Saturday, 9 February 2013

Drones, Assassination, and Unchecked Executive Power Democracy on Trial

Drones, Assassination, and Unchecked Executive Power
Democracy on Trial

by NORMAN POLLACK


February 8, 2013
The Memo released this week legitimating political murder is a farce, were it not a serious cover-up of extreme violations of international law and the profound negation of human decency. We thought John Yoo’s apologia for torture in the Bush II administration was egregious, and that the Office of Legal Counsel was like a cancerous cell (as well as cell of rightwing zealots rubber-stamping whomever called the shots); but this takes the cake, anonymous in authorship, the Memo—its parentage still enshrouded in secrecy, thanks to Obama’s fanaticism about the National Security State—dodges every major question one expects from a forthright declaration of government policy. Of course, why expect more? And its release—a carefully planned "leak." Not some brilliant, forceful reporting by NBC, but timed to precede John Brennan’s Senate testimony, as if, somehow, its content would make everything o.k., answer all doubts, and let the administration come out smelling like a rose.
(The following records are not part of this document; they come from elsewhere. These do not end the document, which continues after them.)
PR #249, opened 2015-10-28
U2F token images are not shown when using in https://www.example.site…

vDorst:
…/somesubdir

This is because of the use of a absolute url instead of a relative url in css

### DIFF
--- a/privacyidea/lib/tokens/u2ftoken.py
+++ b/privacyidea/lib/tokens/u2ftoken.py
@@ -168,8 +168,8 @@ the signatureData and clientData returned by the U2F device in the *u2fResult*:
 
 """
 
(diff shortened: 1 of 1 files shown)


cornelinux:
Thanks a lot for this fix.
But it only seams to work when accessing

    https://example.com/subdir/

not

    https://example.com/subdir

Without the trailing slash it still tries to load the image from /static.
I will look into this. If you have additional ideas, it would be great.

cornelinux:
OK, I figured out, how to add the instanceUrl (subdir) withint the javascript code.
Nevertheless it makes sense in this case to remove the prepended slashes.

vDorst:
great!

PR #250, opened 2015-10-29
Added proxy support

Keithsc:
Hi, As disused previously here's our modified code to add proxy support with a static UserAgent into the owncloud privacyIdea app. This is our first contribution to GitHub so hopefully we've done it right.


cornelinux:
looks cool!
I will merge the pull requests, when the tests are run.
Reading through http://curl.haxx.se/libcurl/c/CURLOPT_PROXY.html, I think we should not set CURLOPT_PROXY when $proxy is empty. Otherwise the environment parameters $http_proxy will be overwritten.

Issue #64, opened 2014-12-25
LDAP Resolver: Windows 2012 DC has binary objectGUID


cornelinux:
A windows 2012 domain controller has binary objectGUID which will result in unicode errors during json dumps in the LDAP resolver.

The binary objectGUID should be hexlified.

PR #325, opened 2016-02-18
Resolve the issue #64 

salvorapi:
This patch resolve the issue #64.

### DIFF
--- a/privacyidea/lib/resolvers/LDAPIdResolver.py
+++ b/privacyidea/lib/resolvers/LDAPIdResolver.py
@@ -251,7 +251,14 @@ class IdResolver (UserIdResolver):
         for ldap_k, ldap_v in attributes.items():
             for map_k, map_v in self.userinfo.items():
                 if ldap_k == map_v:
-                    if type(ldap_v) == list and map_k not in ["mobile"]:
+		    if ldap_k == "objectGUID":
+                       try:
+                          import uuid
+                          uuid_v = uuid.UUID(bytes_le=ldap_v[0])
+                          ret[map_k] = str(uuid_v)
+                       except:
+                          ret[map_k] = ''
+                    elif type(ldap_v) == list and map_k not in ["mobile"]:
                         # All lists (except) mobile return the first value as
                         #  a string. Mobile is returned as a list
                         ret[map_k] = ldap_v[0]


cornelinux:
Hello Salvo,

thanks a lot for the pull request and the hint with the uuid module.
But his is the wrong location. The objectGUID does not need to be part of the users attributes, but it needs to be the users uid. Since this is the location, that needs to be modified:

https://github.com/privacyidea/privacyidea/blob/master/privacyidea/lib/resolvers/LDAPIdResolver.py#L156

like:

    if  uidtype == "objectGUID":
         rawuid = attributes.get(uidtype)
         uid = str(uuid.UUID(bytes_le=rawuid))

Kind regards
Cornelius

salvorapi:
Hi Cornelius,

I know that objectGUID attribute can be the uid type but in my case DN it's correct for uid and I want objectGUID attribute only on attribute mapping.

However, if you think to add this snip on _get_uid function it's ok.

Do you want that I do the modify and a new pull request ?

Salvo.

cornelinux:
Hi Salvo,

if you like, too, you are very welcome to do the pull request. Otherwise I will do it at the next occasion.

So you need the objectGUID also as an attribute? What for?

Kind regards
Cornelius

cornelinux:
...I will add a test for this!

salvorapi:
I need objectGUID because the product  federated with SimpleSAMLphp (and PrivacyIdea) have a user connection with LDAP source and user_id based on objectGUID. For the moment I want to mantain both authetication methods (local & LDAP & SAML) and this is the reason.

Salvo.

cornelinux:
Hi Salvo,
using the objectGUID within the attributes is fairly simple. (As your patch suggest).
I was looking at using it as the UID. I added a branch "objectGUID". It fails when I try to do the LDAP search with

   objectGUID = *what*?

I have this test case
https://github.com/privacyidea/privacyidea/blob/objectGUID/tests/test_lib_resolver.py#L840
which internally returns an empty result list from the ldap search in
https://github.com/privacyidea/privacyidea/blob/objectGUID/privacyidea/lib/resolvers/LDAPIdResolver.py#L178

I would very much like to get this objectGUID stuff straigt...

Kind regards
Cornelius

salvorapi:
Could be because objectGUID it's an attribute present in Microsoft AD LDAP ?

cornelinux:
I have a Windows 2012 DC. I can query the LDAP and see the objectGUID:

<pre>
# Administrator, Users, mimikatz.intranet
dn: CN=Administrator,CN=Users,DC=mimikatz,DC=intranet
objectClass: top
objectClass: person
objectClass: organizationalPerson
objectClass: user
cn: Administrator
description: Built-in account for administering the computer/domain
distinguishedName: CN=Administrator,CN=Users,DC=mimikatz,DC=intranet
instanceType: 4
whenCreated: 20160110201623.0Z
whenChanged: 20160219173841.0Z
uSNCreated: 8196
memberOf: CN=Group Policy Creator Owners,CN=Users,DC=mimikatz,DC=intranet
memberOf: CN=Domain Admins,CN=Users,DC=mimikatz,DC=intranet
memberOf: CN=Enterprise Admins,CN=Users,DC=mimikatz,DC=intranet
memberOf: CN=Schema Admins,CN=Users,DC=mimikatz,DC=intranet
memberOf: CN=Administrators,CN=Builtin,DC=mimikatz,DC=intranet
uSNChanged: 16406
name: Administrator
objectGUID:: 7zabA8Dn80Kb+cpqbA1Ndw==
userAccountControl: 512
badPwdCount: 0
codePage: 0
countryCode: 0
</pre>

But I can not create an ldap filter for it.
Neither in binary format, nor in hex nor in base64...

Kind regards
Cornelius

salvorapi:
I think that you have to remove 

userId = escape_bytes(userId_b)

and use userId_b for the filter.

Can you try ?

cornelinux:
Great! Sometimes it is only important, that someone is insisting!

We in fact need the escape_bytes. I checked with the 2012DC. But there is something wrong in my LDAP mock why it is not working...

Thanks!

cornelinux:
Hi Salvo,

ok. I fixed #64 so that objectGUID can be the default uid of LDAP resolvers. 

Now I would like to merge your change. As it is ok to add objectGUID to the list of attributes. But I would like to suggest the following changes:

1. please fix the indentation starting in line 254. It is only 3 spaces. It should be 4
2. move the "import uuid" to the top of the file to all other imports
3. I understand the exception is necessary if the LDAP object has not attribute "objectGUID" and therefor the "ldap_v[0]" bail out with something like "index out of range". Or ldap_v might be None. Can you please improve the code and name the exception (Is it IndexError or TypeError or whatever...)

Thanks a lot 
Cornelius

No, Brennan, perhaps more than ever (I’m sure he vetted the Memo’s every word), comes off as an ICC (International Criminal Court) poster boy, from heightened interrogation to Svengalian promotion of the obliteration of fellow humans, to (next chapter) chief cyber warrior, always with the president’s ear, not that Obama needs much coaxing in these or other foreign- and military-policy areas, particularly the vastly expanded dependence on the CIA in issuing it a licence to kill (something his other favorite JSOC does not yet enjoy).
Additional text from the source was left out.